It’s too early in the morning for this crap


Did you know that Charles Darwin caused the Vietnam War? The Answers Research Journal says so!

Darwinism was a major influence on those persons who birthed, inspired, and supported the Vietnam War. This includes Karl Marx, Vladimir Lenin, Joseph Stalin, and Ho Chi Minh. Charles Darwin’s (1809–1882) ideas helped to guide these leaders to Social Darwinism, which was an underpinning of the Communist and the National Socialist (Nazi) ideologies. Darwinism also played a central role in contributing to the conditions that eventually led to the American involvement in the Vietnam War, including the Communist Movement. The decade-long war, from 1965 to 1975, cost as much as three million lives during the time the U.S. was involved.

Darwinism, especially Social Darwinism, played a central role in contributing to the conditions leading to the communist domination of North Vietnam. Social Darwinism is the belief in the importance of the “survival of the fittest”—the idea that certain people are innately better than other people. Marxism, the political and economic theories of Karl Marx and Friedrich Engels, was developed by their followers to form the basis for the theory and practice of communism. Darwinism is a biological theory of the origin of different life-forms through the natural selection of life forms better able to survive their environment.
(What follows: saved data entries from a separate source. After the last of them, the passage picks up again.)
PR #4683, opened 2022-04-26
private/pedro/backporting from master

pedropintosilva:
- Remove toggle prefix from status bar and ruler
- Fix repair document item on notebookbar writer
- Fix leaflet-control alignment
- Notebookbar: Fix SaveAs Id, Capitalize Each Word
- Notebookbar: Fix rev-history Id, Capitalize Each Word

### DIFF
--- a/browser/css/leaflet.css
+++ b/browser/css/leaflet.css
@@ -139,7 +139,7 @@
 .leaflet-right .leaflet-control {
 	float: right;
 	margin-right: 10px;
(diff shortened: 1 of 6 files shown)


pedropintosilva:
all commits tested locally :+1:

pedropintosilva:
interesting cypress test fails due to 

```bash
The response we received from your web server was:

  > 404: Not Found
```

PR #4684, opened 2022-04-26
notebookbar: fix ui mode switch

eszkadev:
previously without data in localstorage it started with
compact mode always


Rash419 (approved):
Works as expected thanks : )

PR #4691, opened 2022-04-28
Socket Logs with Context

Ashod:
- wsd: make socket FD log prefix implicit and cleanup logs
- wsd: improved socket logging
- wsd: simplify socket read logging
- wsd: better logging of unix socket binding
- wsd: cleanup log initialization

### DIFF
--- a/common/Log.cpp
+++ b/common/Log.cpp
@@ -375,20 +375,10 @@ namespace Log
         Static.setLevel(level);
 
         const std::time_t t = std::time(nullptr);
-        oss.str("");
-        oss.clear();
-
-        oss << "Initializing " << name << '.';
-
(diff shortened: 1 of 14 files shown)


mmeeks (commented):
Well - it looks reasonable; the logPrefix stuff is clever - but I really don't like optimizing for the verbose logging case. Lets not allocate _logPrefix members and take another set of allocations at construction and hold that all around constantly if we can avoid it and just append eg. '#' << GetFD() or whatever to the stream in the virtual function instead. Safer too in case members are mutated during use.
Thanks.

mmeeks (approved):
Thanks Ash - looks lovely =)

PR #4693, opened 2022-04-28
Prevent errors on document load

eszkadev:
Prevent errors on load when section may be missing
    
    In the past I've seen very often that for example
    commentList section was missing but used without any
    check.
    
    This commit checks if section exists before use and
    warns if it doesn't so we can see that in the console
    logs.

Second commit:
    removed unnecessary console.error with notebookbar state used for debugging and commited by mistake


lpranam (approved):

gokaysatir:
Thanks @eszkadev :)

PR #5021, opened 2022-07-14
formulabar: mobile input fix

eszkadev:
formulabar: mobile: reuse TextInput for mobile IME
    
    Fixes typing on Android using GBoard in Chrome
    before this patch we didn't get any input due to
    lack of keyCode, we need to use 'input' events
    which are already handled in TextInput.js
    
    This patch does that only for mobile case, later
    we can try to unify it with desktop so we remove
    our custom formulabar input even there.

mobile: fix TypeError, missing Intl API
    
    this error was shown on socket disconnect on mobile Chrome in older
    phone

### DIFF
--- a/browser/src/control/Control.JSDialogBuilder.js
+++ b/browser/src/control/Control.JSDialogBuilder.js
@@ -1452,18 +1452,25 @@ L.Control.JSDialogBuilder = L.Control.extend({
 		edit.addEventListener('change', function() {
 			if (callback)
 				callback(this.value);
-			if (data.rawKeyEvents) {
+			if (data.rawKeyEvents || data.useTextInput) {
 				// here event.keyCode has some non-ascii code
 			} else
 				builder.callback('edit', 'change', edit, this.value, builder);
 		});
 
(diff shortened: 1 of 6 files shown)


eszkadev:
This change requires in core:
https://gerrit.libreoffice.org/c/core/+/137086
https://gerrit.libreoffice.org/c/core/+/137085

It doesn't fix multi-line cell editing issues with linebreaks, which will be handled later in the followup.

browser/src/control/Control.JSDialogBuilder.js
```diff
@@ -1461,107 +1461,131 @@ L.Control.JSDialogBuilder = L.Control.extend({
 		if (data.rawKeyEvents) {
 			var modifier = 0;
 
-			edit.addEventListener('keydown', function(event) {
-				if (edit.disabled)
-					return;
+			if (window.mode.isMobile() || window.mode.isTablet()) {
```
eszkadev, line 1464: here added different handlers for mobile, other changes are just indentation level change

merttumer (approved):

PR #5030, opened 2022-07-16
wsd: slightly improve logging in case of version mismatch

thebearon:
Change-Id: I586da3390487727f0d4b743d4d285cce59f7d55b

* Target version: master

### DIFF
--- a/wsd/FileServer.cpp
+++ b/wsd/FileServer.cpp
@@ -507,7 +507,9 @@ void FileServerRequestHandler::handleRequest(const HTTPRequest& request,
 
         if (requestUri.getPath().find("browser/" COOLWSD_VERSION_HASH "/") == std::string::npos)
         {
-            LOG_WRN("client - server version mismatch, disabling browser cache. Expected: " COOLWSD_VERSION_HASH);
+            LOG_WRN("Client - server version mismatch, disabling browser cache. "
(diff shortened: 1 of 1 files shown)


wsd/FileServer.cpp
```diff
@@ -507,7 +507,7 @@ void FileServerRequestHandler::handleRequest(const HTTPRequest& request,
 
         if (requestUri.getPath().find("browser/" COOLWSD_VERSION_HASH "/") == std::string::npos)
         {
-            LOG_WRN("client - server version mismatch, disabling browser cache. Expected: " COOLWSD_VERSION_HASH);
+            LOG_WRN("client - server version mismatch, disabling browser cache. Expected: " COOLWSD_VERSION_HASH "; Actual URI path with version hash: " + requestUri.getPath());
```
Ashod, line 510: Best to use clang-format, which would break this long line, to make the code consistent and easier for other without scrolling side-ways (when diffing side-by-side, or 3-way merging, we have less than half or 1/3rd the screen width).

Ashod (approved):
Thanks @thebearon!

wsd/FileServer.cpp
Ashod: Also, please use `<<` in logs instead of `+`.

thebearon: Thanks a bunch for the hint, hopefully it's better now.

PR #5035, opened 2022-07-18
tracing: re-work code, improve thread safety.

mmeeks:
We shouldn't write to the socket outside the main thread ever or
we'll get memory corruption; cf. a number of suspicious traces
around this code.

Change-Id: Ibeb36fffbecce960012a55b3ab4fd40c9996ae68

* Resolves: # 
* Target version: master 

### TODO

- [ ] ...

### Checklist


tml1024 (approved):
Looks OK, once I passes CI.

PR #5038, opened 2022-07-19
private/pedro/T36365

pedropintosilva:
- Add UI toggles to view menu (compact view) on tablets (type: text)
- Remove unnecessary separator from view menu entries (type: text)
- Make view menu entries behave similar across types


Rash419 (approved):
Thanks : )

PR #5046, opened 2022-07-20
Tablet: Fix Save icon floating when in presence of changes

pedropintosilva:
The dot above the save icon was not scrolling together
with its parent:
     - Make sure the little dot is always under a parent with
       position set to relative
     - Adjust top position due to that ^ change
     - It also fixes for narrow window on desktop.

Change-Id: I24278d09ace6e54769771fafb6f113ce9d4f1542

### DIFF
--- a/browser/css/notebookbar.css
+++ b/browser/css/notebookbar.css
@@ -107,7 +107,7 @@
 	margin-left: 11px;
 }
 
-#Save1.savemodified:after {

In contrast, Social Darwinism, is a consequence and progression of Darwin’s theory best summarized as “survival of the fittest.” Social Darwinism is an underpinning of communism and National Socialist (Nazi) ideology.

It’s a Jerry Bergman production (remember Jerry Bergman?), so it rambles on and on with nothing but bald assertions and a lot of ahistorical nonsense. It scarcely touches on the role of colonialism and capitalism, which all preceded Darwin, and instead what drove the Vietnamese revolutionaries was Darwinism. Not French oppression, not a desire for independence, naw…they read the Origin of Species and bam, decided to overturn the natural order.

It really is typical Bergman. Repetition, repetition, repetition, and I couldn’t finish it.

Comments

  1. Matt G says

    I have to give this to my students to recognize not only the logical fallacies (appeal to consequences, genetic fallacy), but the fact that it’s pure crap!!

    OT: does anyone know the term used to disparage people who combine missionary work with their vacation? Instead of giving the full amount to an established aid group, they go themselves to win points, bragging rights, etc.

  2. euclide says

    “the idea that certain people are innately better than other people”

    I suppose Darwin was responsible for slavery and racism in the Americas too.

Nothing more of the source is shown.